Australia’s biggest trading partner booked a surplus of just shy of $US50 billion in August, a record balance.
However, that is bad news for resources exporters as China’s surplus came not only from a 9.4 per cent annual rise in exports, but also a 2.4 per cent slide in imports.
Of particular relevance to Australia, iron ore exports dropped 9.3 per cent in August compared with July, although they remain 16.9 per cent up for the year to date.
That fall in imports was both exacerbated by, and a cause of, a steep decline in iron ore prices last month, which has continued so far in September with the benchmark Chinese spot price hitting a fresh five-year low of $US83.60 a tonne.

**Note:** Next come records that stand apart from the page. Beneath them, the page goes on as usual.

PR #1140, opened 2021-12-20
XRDDEV-1856 Align alerts with the styleguide

carohauta:
* margin-top 16px instead of 8px

JIRA: https://jira.niis.org/browse/XRDDEV-1856


Riippi (approved):
LGTM

PR #1143, opened 2021-12-27
XRDDEV-1862 CS loading placeholders

Riippi:
https://jira.niis.org/browse/XRDDEV-1862

### DIFF
--- a/src/centralserver/admin-ui/src/views/Settings/SystemSettings/SystemSettings.vue
+++ b/src/centralserver/admin-ui/src/views/Settings/SystemSettings/SystemSettings.vue
@@ -132,7 +132,14 @@
           </div>
         </xrd-simple-dialog>
         <table class="xrd-table mt-0 pb-3">
-          <tbody>
+          <XrdEmptyPlaceholderRow
+            :colspan="2"
+            :loading="loadingServices"
+            :data="managementServices"
+            no-items-text="no items"
+          />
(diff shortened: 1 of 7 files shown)


src/centralserver/admin-ui/src/views/Settings/SystemSettings/SystemSettings.vue
```diff
@@ -132,7 +132,14 @@
           </div>
         </xrd-simple-dialog>
         <table class="xrd-table mt-0 pb-3">
-          <tbody>
+          <XrdEmptyPlaceholderRow
```
carohauta, line 135: This table is a bit different from the `Member classes` table below because this one is not a Vuetify component. Therefore the loading state also has a different look (no loading bar). 

Could this be somehow unified by at least using the same Vuetify loading bar in both tables?

This part here actually also results in a broken table structure because the `tr` element provided by `XrdEmptyPlaceholderRow` is not inside a `tbody`. Probably does not affect anything anyhow but just to point this out

Riippi: Different loading bar was due a wrong build of shared-ui.
In this case `tbody` is optional for the `table` because there are no separate header or footer elements.

carohauta (approved):
🦄

PR #1595, opened 2023-04-05
fix: global configuration hash calculation

justasnortal:
Hash should not include content type header.

### DIFF
--- a/src/central-server/admin-service/globalconf-generator/src/main/java/org/niis/xroad/cs/admin/globalconf/generator/MultipartMessage.java
+++ b/src/central-server/admin-service/globalconf-generator/src/main/java/org/niis/xroad/cs/admin/globalconf/generator/MultipartMessage.java
@@ -60,16 +60,28 @@ class MultipartMessage {
     }
 
     public String toString() {
-        var header = header("Content-Type",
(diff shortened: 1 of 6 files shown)


src/central-server/admin-service/globalconf-generator/src/main/java/org/niis/xroad/cs/admin/globalconf/generator/MultipartMessage.java
```diff
@@ -60,16 +60,28 @@ private static String secureRandomBoundary() {
     }
 
     public String toString() {
-        var header = header("Content-Type",
-                String.format("%s; charset=UTF-8; boundary=%s", contentType, boundary));
+        return toString(false);
+    }
+
+    public String toStringWithoutContentType() {
```
mloitm, line 66: The spec says:

>>> Signature of the directory, created using private key of the configuration source. The signature is calculated over the body of the first MIME part.

https://docs.x-road.global/Protocols/pr-gconf_x-road_protocol_for_downloading_configuration.html#23-format-of-signed-configuration

So theoretically, if there would be other headers, those would have to be skipped as well, so method name should reflect that too.  Maybe something like` toStringWithoutHeaders()` or  `bodyToString()` would be better?

mloitm (approved):

PR #1599, opened 2023-04-07
fix: configuration signing keys lookup by tokenId replaced to search …

justasnortal:
…by key identifiers.

Token identifier might be the same in cluster env.

Refs: XRDDEV-2324


justasnortal:
[rerun-ci]

ricardas-buc (approved):

PR #1610, opened 2023-04-13
XRDDEV-2308 UI to add and delete global group members

ovidijusnortal:


src/central-server/admin-service/core/src/main/java/org/niis/xroad/cs/admin/core/entity/FlattenedSecurityServerClientViewEntity.java
```diff
@@ -87,6 +90,12 @@ public class FlattenedSecurityServerClientViewEntity extends AuditableEntity {
 
     @OneToMany(fetch = FetchType.LAZY, mappedBy = "flattenedSecurityServerClientView")
     private Set<FlattenedServerClientEntity> flattenedServerClients = new HashSet<>();
+
+    @ManyToOne(fetch = FetchType.EAGER, cascade = CascadeType.ALL)
```
justasnortal, line 94: Do we need cascade here?

ovidijusnortal: yea no reason for it

ovidijusnortal:
[rerun-ci]

ovidijusnortal:
[rerun-ci]

src/central-server/admin-service/int-test/src/intTest/java/org/niis/xroad/cs/test/api/FeignClientsApi.java
```diff
@@ -52,6 +52,7 @@ ResponseEntity<PagedClientsDto> findClients(
             @Size(min = 0, max = 255) @Valid @RequestParam(value = "member_code", required = false) String memberCode,
             @Size(min = 0, max = 255) @Valid @RequestParam(value = "subsystem_code", required = false) String subsystemCode,
             @Valid @RequestParam(value = "client_type", required = false) ClientTypeDto clientType,
-            @Valid @RequestParam(value = "security_server", required = false) String securityServer
+            @Valid @RequestParam(value = "security_server", required = false) String securityServer,
+            @Size(min = 0, max = 255)  @Valid @RequestParam(value = "excluding_group", required = false) Integer excludingGroup
```
justasnortal, line 56: @Size is not supported for Integer type, and @Valid probably not needed here.

justasnortal (approved):

PR #1630, opened 2023-04-25
fix: Subsystem registration approval

andresrosenthal:
Refs: XRDDEV-2301


andresrosenthal:
[rerun-ci]

src/central-server/admin-service/int-test/src/intTest/resources/behavior/api/managementRequestsApi.feature
```diff
@@ -66,6 +66,60 @@ Feature: Management requests API
...
+  @Modifying
+  Scenario: Register an existing subsystem as security server client
+    Given new security server 'CS:E2E:member-1:SS-X' authentication certificate registered with origin 'SECURITY_SERVER'
+    And management request is approved
+    And new member 'CS:E2E:member-2' is added
+    And new subsystem 'CS:E2E:member-2:subsystem-1' is added
+    And member 'CS:E2E:member-2' subsystems contains 'subsystem-1'
+    When client 'CS:E2E:member-2:subsystem-1' is registered as security server 'CS:E2E:member-1:SS-X' client from 'SECURITY_SERVER'
+    And management request is approved
+    And security server 'CS:E2E:member-1:SS-X' clients contains 'CS:E2E:member-2:subsystem-1'
```
mikkbachmann, line 92: This scenario is missing a 'Then'. Should one of these 'Ands' be 'Then'?

src/central-server/admin-service/int-test/src/intTest/resources/behavior/api/managementRequestsApi.feature
```diff
@@ -66,6 +66,60 @@ Feature: Management requests API
...
+  Scenario: Register & delete a new subsystem as security server client
+    Given new security server 'CS:E2E:member-1:SS-X' authentication certificate registered with origin 'SECURITY_SERVER'
+    And management request is approved
+    And new member 'CS:E2E:member-2' is added
+    And member 'CS:E2E:member-2' subsystems does not contain 'subsystem-1'
+    When client 'CS:E2E:member-2:subsystem-1' is registered as security server 'CS:E2E:member-1:SS-X' client from 'SECURITY_SERVER'
+    And management request is approved
+    And security server 'CS:E2E:member-1:SS-X' clients contains 'CS:E2E:member-2:subsystem-1'
+    And member 'CS:E2E:member-2' subsystems contains 'subsystem-1'
+    Then 'CS:E2E:member-2:subsystem-1' is deleted as security server 'CS:E2E:member-1:SS-X' client
```
mikkbachmann, line 79: with this wording (and for similar scenario above) it seems like the deletion is the outcome of registration. Is this correct?

src/central-server/admin-service/int-test/src/intTest/resources/behavior/api/managementRequestsApi.feature
andresrosenthal: **And** on line 92 should be replaced with a **Then** indeed

src/central-server/admin-service/int-test/src/intTest/resources/behavior/api/managementRequestsApi.feature
andresrosenthal: Pretty much copy-pasted from the member "register & delete" scenario. I guess it was done like this to include two actions into a single scenario. But I agree splitting register & delete into separate scenarios would perhaps be more correct from readability's point of view.

PR #1674, opened 2023-05-23
docs: Backup Encryption Configuration

enelir:
Refs: XRDDEV-2376


petkivim (changes requested):
1. The list of installed packages in section 5.5 should be updated to match the current packages.

2. Section "2.10 Pre-configuration for Registration Web Service" needs to be updated a little bit since currently we only support installing the registration service on the same host with the admin service:

> The registration web service is installed by package xroad-center-registration-service. The registration web service can be installed on the same host with the central server or on a separate host. The package is included in the central server installation by default.

=>

> The registration web service is installed by package `xroad-center-registration-service`. The package is included in the central server installation by default.

PR #1695, opened 2023-06-02
chore: Central Server HA installation manual updates

justasnortal:
Refs: XRDDEV-2356

Note. The Monitoring HA State endpoint part will be updated with implementation story (XRDDEV-2401)


petkivim (approved):
Looks good to me.

PR #1698, opened 2023-06-02
chore: Relocate default properties values

justasnortal:


src/central-server/management-service/core/src/main/java/org/niis/xroad/cs/management/core/configuration/ManagementServiceProperties.java
```diff
@@ -1,21 +1,21 @@
 /**
  * The MIT License
- *
```
ricardas-buc, line 3: A "hack" for future: u  can switch loging to a simple comment and then intellij would not format it. ( /** -> /* )

ricardas-buc (approved):

PR #1709, opened 2023-06-07
chore: remove European Regional Development Fund logo from documents

raits:
Remove the European Regional Development Fund logo from documents as the required period has passed (2022).

Additionally removed a few excess .gitkeep and .gitignore files from documentation folders.


petkivim (approved):
Look good to me.

PR #1034, opened 2015-02-26
Use dbterm cstr provider 2

kz0817:
This patches mainly use DBTermCStringProvider that is a helper
class of DBTermCodec. Its instance is named 'rhs' that means
Right Hand Side of a condition equation in an SQL statement.
The name also aims to avoid readers from being confused.
In this project, instances of DBTables
and the child classes have been named dbXXXX such as
dbMonitoring and dbHost.

The name 'rhs' seems to be a too short and meaningless.  However,
lines to generate an SQL statement tend to be a long. So I believe
the short name makes the code simple after all.

### DIFF
--- a/server/src/DBTablesMonitoring.cc
+++ b/server/src/DBTablesMonitoring.cc
@@ -27,6 +27,7 @@
 #include "Params.h"
 #include "ItemGroupStream.h"
 #include "DBClientJoinBuilder.h"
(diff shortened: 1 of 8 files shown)


kz0817:
The fix for Makefile.am is missing. I close this pull request and send it again after the fix.

PR #1036, opened 2015-02-26
Use new host management rebase 7

kz0817:
This is a revised version of #1019, in which @ashie san pointed out the problem of an SQL injection.
They were fixed in this pull request.


ashie:
Done!（どーん！）

cosmo0920:
:boom: Boom!!!

ashie:
I confirmed following things:

* Can't launch Hatohol server with an old DB (it's the expected result):
```
[CRIT] <main.cc:175> Failed to create a database object. This program is aborted. Reason: <DBTables.cc:293> Invalid Major version: DB/Prog: 00.04 [00]/01.00 [00] (tablesId: 48)
```
* Can't inject SQL with a following hostgroup ID:
```
hostgroupId = "'; drop database hatohol; ...";
```
* All tests are passed.
* It seems that all pages works fine.

kz0817:
iyh

PR #1039, opened 2015-02-27
Hostid to str5

kz0817:
This pull request replaces HostID from integer to string to accept Host IDs
that are handled as a UUID.


kz0817:
I close this once.
I'll divide this request into some requests.

PR #1041, opened 2015-02-27
Mlpl smart buffer ver up 2

kz0817:
These patches add features to insert string into an SmartBuffer object.


ashie:
Tests passed on my environment.

PR #942, opened 2015-01-22
Exclude items of invalid hosts.

o-wakabayashi:
Exclude Items of invalid hosts ,In the same way as Trigger.
From "Overview : Items" and "latest data".

Dealing with isseue#20(https://github.com/project-hatohol/hatohol/issues/20) comments.

PR #1043, opened 2015-02-27
[DBTablesMonitoring] Fix a problem in which pseudo hosts.

kz0817:
This just filter removed hosts and passes pseudo hosts
such as self monitoring hosts.


server/src/DBTablesMonitoring.cc
```diff
@@ -1235,10 +1235,10 @@ string TriggersQueryOption::getCondition(void) const
 		addCondition(
```
ashie: Memo for me:
This code is introduced at #942.

PR #1045, opened 2015-03-02
Arm utils 2

kz0817:
These patches extract similar lines in ArmBase and HatoholArmPluginGate to a new class ArmUtils.

### DIFF
--- a/server/src/ArmUtils.cc
+++ b/server/src/ArmUtils.cc
@@ -46,3 +46,24 @@ void ArmUtils::createTrigger(
 	triggerInfoList.push_back(triggerInfo);
 }
 
+void ArmUtils::createEvent(
+  const MonitoringServerInfo &svInfo,
+  const ArmTrigger &armTrigger, EventInfoList &eventInfoList)
+{
+	EventInfo eventInfo;
+
+	eventInfo.serverId = svInfo.id;
+	eventInfo.id = DISCONNECT_SERVER_EVENT_ID;
+	eventInfo.time = SmartTime(SmartTime::INIT_CURR_TIME).getAsTimespec();
+	eventInfo.hostId = MONITORING_SERVER_SELF_ID;
+	eventInfo.triggerId = armTrigger.triggerId;
+	eventInfo.severity = TRIGGER_SEVERITY_EMERGENCY;
+	eventInfo.status = armTrigger.status;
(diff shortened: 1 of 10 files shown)


server/src/HatoholArmPluginGate.cc
```diff
@@ -517,70 +457,15 @@ void HatoholArmPluginGate::setPluginAvailabelTrigger(const HatoholArmPluginWatch
 void HatoholArmPluginGate::setPluginConnectStatus(const HatoholArmPluginWatchType &type,
 					     const HatoholArmPluginErrorCode &errorCode)
 {
-	TriggerInfoList triggerInfoList;
-	EventInfoList eventInfoList;
-	TriggerStatusType istatusType;
-
+	TriggerStatusType istatus;
```
ashie: I think the prefix "i" isn't needed.

kz0817: I fixed it. Please resume reviewing.

server/src/ArmUtils.cc
```diff
@@ -0,0 +1,250 @@
...
+		if (armTrigger.status != TRIGGER_STATUS_UNKNOWN)
+			obj->createEvent(armTrigger, arg.eventInfoList);
+
+		updateLowerTriggers(arg);
+		updateUpperTriggers(arg);
+	}
+
+	void updateLowerTriggers(UpdateTriggerArg &arg)
+	{
+		for (size_t i = arg.triggerIdx + 1; i < numArmTriggers; i++) {
```
ashie: The range of the "i" seems same with updateUpperTriggers().
Is it correct?

I think the correct code for it is:
```c++
for (size_t i = 0; i < arg.triggerIdx; i++) {
```

kz0817: Thank you for the comment. I fixed it and added a unit test.

ashie:
Confirmed:

* I got a same result with the previous implementation on stalling a Zabbix server (both arm & hap).
* Also I got a same result on reviving them.

ashie:
BTW I found a strange behaviour while testing this modification.
When I filter triggers by the hostname of the self-monitiring, 2 set of self-monitoring triggers are shown.

It's not a bug in this modification.
I'll report it as another issue.

ashie:
> I'll report it as another issue.

#1046

PR #1049, opened 2015-03-03
Save host IDs as a string.

kz0817:
These patches changes the type of the host ID in the DB.
This is one of the pull request in order to save UUID
OpenStack uses for various resources.


kz0817:
Mmmm. A test fails. I'll work on the investigation of it.

> Failure: testSmartBuffer::test_addTooLongString (Over)

kz0817:
The failure reason is that wrong commit. 867f has been contained.
I did rebased for this branch to remove the commit.  And I sent the new pull request (#1050).

PR #1050, opened 2015-03-03
Save host IDs as a string (2nd change)

kz0817:
These patches changes the type of the host ID in the DB.
This is one of the pull request in order to save UUID
OpenStack uses for various resources.


kz0817:
This is a fixed version of #1049.

server/src/DBTablesAction.cc
```diff
@@ -1114,7 +1115,7 @@ string ActionsQueryOption::Impl::makeConditionTemplate(void)
 	// host_id;
 	const ColumnDef &colDefHostId = COLUMN_DEF_ACTIONS[IDX_ACTIONS_HOST_ID];
 	cond += StringUtils::sprintf(
-	  "((%s IS NULL) OR (%s=%%" PRIu64 "))",
+	  "((%s IS NULL) OR (%s=%%s))",
```
ashie: In this function primitive format specifiers are used instead of FMT_* macros.
I think we should use FMT_* macros.

kz0817: No, here '%s' should be used because, because 
corresponding argument at ActionsQueryOption::getCondition()
is rhs(triggerInfo.hostIdInServer) whose return type is const char *.

ashie: I mean we should use `"%" FMT_LOCAL_HOST_ID` instead of `"%s"`.
(`"%" FMT_LOCAL_HOST_ID` is equivalent with `"%s"` but more meaningful.)
And the around code should use FMT_* macros too.

ashie: > corresponding argument at ActionsQueryOption::getCondition()
> is rhs(triggerInfo.hostIdInServer) whose return type is const char *.

`FMT_LOCAL_HOST_ID` shows the corresponding value so that we don't need find it like that.

kz0817: I think we should use the next convention.

When using LocalHostId object: localhostId.
printf("%" FMT_LOCLAL_HOST_ID, localhostId.c_str());

When wrapping DBTermCStringProvider: rhs
printf("%s", rhs(localhostId));

The latter way has the advantages that we can omit c_str()
and replace the type of 'hocalhostId' w/o other changes
because rhs() has some overload versions.
This is one of the reasons why DBTermCStringProvider has been introduced.

Now, the line you pointed out is the latter case. So I use '%s' not  FMT_LOCAL_HOST_ID.

server/common/ZabbixAPI.cc
```diff
@@ -1355,7 +1355,7 @@ void ZabbixAPI::pushTriggersHostid(JSONParser &parser,
 	} else  {
 		for (int i = 0; i < numElem; i++) {
 			startElement(parser, i);
-			pushUint64(parser, itemGroup, "hostid", itemId);
+			pushString(parser, itemGroup, "hostid", itemId);
```
ashie: The dummy data in another side of this block should also be replaced with the string type.

```diff
diff --git a/server/common/ZabbixAPI.cc b/server/common/ZabbixAPI.cc
index 221e384..152418b 100644
--- a/server/common/ZabbixAPI.cc
+++ b/server/common/ZabbixAPI.cc
@@ -1350,7 +1350,7 @@ void ZabbixAPI::pushTriggersHostid(JSONParser &parser,
        startObject(parser, "hosts");
        int numElem = parser.countElements();
        if (numElem == 0) {
-               const uint64_t dummyData = 0;
+               string dummyData;
                itemGroup->addNewItem(itemId, dummyData, ITEM_DATA_NULL);
        } else  {
                for (int i = 0; i < numElem; i++) {
```

Otherwise updating triggers will fail:

```
[DBG] <HatoholException.cc:49> HatoholException: <ItemTable.cc:72> ASSERTION failed: [*groupType0 == *groupType1] : ItemGroupTypes unmatched
[ERR] <ArmZabbixAPI.cc:262> Error on update: <ItemTable.cc:72> ASSERTION failed: [*groupType0 == *groupType1] : ItemGroupTypes unmatched
 2
```

server/src/DBTablesAction.cc
ashie: Ah, I misuderstood it.
rhs(value) always returns `const char*` so the receiver should use '%s".

ashie:
Issue #1046 seems resolved when I use this branch.

ashie:
My review has been done.
It's almost O.K. except following 2 things:

* It fails to get triggers without above patch on my environment.
* Sorry, it conflicts with the master. Please rebase it.

kz0817:
Thanks @ashie san. I'll fix them.

ashie:
#1054

PR #1064, opened 2015-03-06
[server] Change the type of Trigger ID to a string.

kz0817:
This change is also for supporting a variety of monitoring systems including OpenStack's ceilometer.

PR #1072, opened 2015-03-09
[server] Change the type of Trigger ID to a string.

kz0817:
This is a rebased version of the  pull request #1064.
The stalls in #1064 probably have been caused by the some invalid memory accesses
that had fixed and merged into master.

### DIFF
--- a/server/common/HatoholArmPluginInterface.h
+++ b/server/common/HatoholArmPluginInterface.h
@@ -208,7 +208,8 @@ struct HapiArmInfo {
 } __attribute__((__packed__));
 
 struct HapiParamTimeOfLastEvent {
-	uint64_t triggerId;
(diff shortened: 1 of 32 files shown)


server/common/HatoholArmPluginInterface.h
```diff
@@ -208,7 +208,8 @@ struct HapiArmInfo {
 } __attribute__((__packed__));
 
 struct HapiParamTimeOfLastEvent {
-	uint64_t triggerId;
+	uint16_t triggerIdLength; // Not include the NULL terminator
+	uint16_t triggerIdOffset; // from the top of this structure
 } __attribute__((__packed__));
```
ashie: Memo: 15.03 breaks not only DB's compatibility but also plugin's compatibility.

ashie:
It seems work fine.

PR #1074, opened 2015-03-10
[HatoholException] Add a feature to call abort() immediately on an exception.

kz0817:
Sometime developers want the detailed stack trace when an exception is
thrown. If the following environment variable is set, hatohol
calls abort() soon after the HatoholException object is created.

  HATOHOL_EXCEPTION_ABORT=1

### DIFF
--- a/server/common/HatoholException.cc
+++ b/server/common/HatoholException.cc
@@ -24,6 +24,7 @@ using namespace std;
 using namespace mlpl;
 
 bool HatoholException::m_saveStackTrace = false;
+bool HatoholException::m_abort = false;
 const int HatoholException::UNKNOWN_LINE_NUMBER = -1;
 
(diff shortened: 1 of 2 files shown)


server/common/HatoholException.cc
```diff
@@ -31,11 +32,20 @@ const int HatoholException::UNKNOWN_LINE_NUMBER = -1;
...
-	if (string("1") == env)
-		m_saveStackTrace = true;
+	struct {
+		void operator ()(const char *envStr, bool &var)
+		{
+			var = false;
+			char *env = getenv(envStr);
+			if (!env)
+				return;
+			if (string(env) =="1")
```
kz0817: I found the careless miss.

kz0817:
I close this PR once.

PR #1086, opened 2015-03-11
Event id to string 2

kz0817:
Some monitoring systems such as OpenStack's ceilometer
handle events as UUID. In order to save that kind of
events, hatohol should also handle them as a string.

### DIFF
--- a/server/common/Utils.h
+++ b/server/common/Utils.h
@@ -259,14 +259,14 @@ public:
 	static void conv(uint64_t &dest, const std::string &src);
 
 	/**
-	 * Calculate addition with the number as a string.
+	 * Sum two variables of which one is a string.
 	 *
 	 * @param num0 A number represented by a string.
 	 * @param num1 An another number.
 	 *
 	 * @return A calculated result.
 	 */
-	static uint64_t add(const std::string &num0, const uint64_t num1);
+	static uint64_t sum(const std::string &num0, const uint64_t num1);
 
 protected:
 	static std::string makeDemangledStackTraceString(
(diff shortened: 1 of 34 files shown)


server/common/Utils.h
```diff
@@ -258,6 +258,16 @@ class Utils {
...
 
+	/**
+	 * Calculate addition with the number as a string.
+	 *
+	 * @param num0 A number represented by a string.
+	 * @param num1 An another number.
+	 *
+	 * @return A calculated result.
+	 */
+	static uint64_t add(const std::string &num0, const uint64_t num1);
```
ashie: I prefer "sum()" instead of "add()" for it.
The former one includes a meaning "calculation".

cosmo0920: Really?
I think that  `sum()` implies a calculation for same type values and `add()` implies a add calculation for arbitrary type values.

ashie: I see, let's go without the change.

kz0817: I take the ashie-san's suggestion.
In the context this method is used, sum() seems to be natural.
I think 'add()' is typically used as a non-static method such as
<pre>
X obj = x;
obj.add(5);
</pre>

cosmo0920: Hmm, I see.


> I think 'add()' is typically used as a non-static method

Ah, that's right.
If so, I have no objection.

ashie:
Will you correct HapProcessCeilometer later (in another pull request)?

kz0817:
| Will you correct HapProcessCeilometer later (in another pull request)?

Yes, I will.

kz0817:
>> Will you correct HapProcessCeilometer later (in another pull request)?
> Yes, I will.

Wakabayashi-san is now creating a patch for the problem.
He will send a PR soon after this PR is merged.

ashie:
It works fine on my environment.

kz0817:
Thanks
:relaxed:

PR #1344, opened 2015-07-02
[DBTablesConfig][RestResourceServer] Fix an issue that can't find an appropriate HAPI2 server type

ashie:
"uuid" is required on searching a HAPI2 server type


ashie:
Thanks!

PR #1348, opened 2015-07-02
[test][EventsView] Fix broken tests

ashie:
EventsView calls stupidsort() of stupidtable, and it calls
setTimeout(function(){...}, 10) implicitly. It breaks tests of
EvensView.

This modification avoid it by waiting 20 ms.


ashie:
Trivial fix.

kz0817:
:clap:

PR #1371, opened 2015-07-06
Fix required file names

Mnakagawa:


Mnakagawa:
I confirm to make rpm in my environment.

PR #1378, opened 2015-07-06
[HatoholArmPluginGateHAPI2] Fix broken timestamp parse on CentOS 6.5

ashie:
Length modifier of format specifier is invalid.


ashie:
issue #1376

PR #1396, opened 2015-07-07
Terminate all the processes when the main plugin gets SIGTERM.

kz0817:
This patch makes all the HAP processes terminate when SIGTERM is received.


kz0817:
It might be better that only the main plugin handles the signal. I will consider it again.

kz0817:
I send pull request again without any fix.
I think the way of the patch is less troublesome.

ashie:
@Mnakagawa said we should send PR against 15.06_releng/master (https://github.com/project-hatohol/hatohol/pull/1377#issuecomment-119076319).
What do you think about it?

PR #1403, opened 2015-07-08
Fix 1362

kz0817:
This patches enables to show HAP plugin dependent host name using
JS plugin mechanism.


kz0817:
This is request for master. So I once close it.

PR #1406, opened 2015-07-08
[haplib] Make sure there's 'method' before message is sent to RPC queue.

kz0817:
An unexpected message is sometimes sent to MainPlugin.
This patch drops if's that case.


ashie:
Ack

PR #1409, opened 2015-07-08
Ceilometer hostname fixup

kz0817:
When the host ID of the ceilometer's alarm is "N/A", it's shown as Unknown ID.
These patches fixes it.


ashie:
Ack

PR #1475, opened 2015-07-21
[client][servers_view] Rename some variables to represent their actual roles

ashie:
paramArray ->
paramsArrayMap

paramObj ->
paramsArray


ashie:
Trivial fix.

PR #1476, opened 2015-07-21
[client][plugins] Don't escape URL 

ashie:
They should be escaped at caller side.


ashie:
It's travial fix.
And I confirmed that all tests for utils.js passes on my environment.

The news for coal was even more bleak, with an 18.1 per cent slump in imports between July and August, while imports are down 5.3 per cent over the year so far.
A key benchmark price for Australia thermal coal, used for power generation, has fallen more than 20 per cent this year.
Both iron ore and coal prices are now less than half their post financial crisis peaks.
Capital Economics analyst Julian Evans-Pritchard says a property market slowdown is starting to reduce demand for building materials such as steel, reducing iron ore prices, but lower iron ore prices have also weighed on the value of imports.
“Slower import growth reflects cooling investment, particularly in the property sector, which has weighed on commodity demand,” he told Reuters.
“That said, the weakness in commodity imports has also been magnified by the sharp falls in commodity prices in recent months.”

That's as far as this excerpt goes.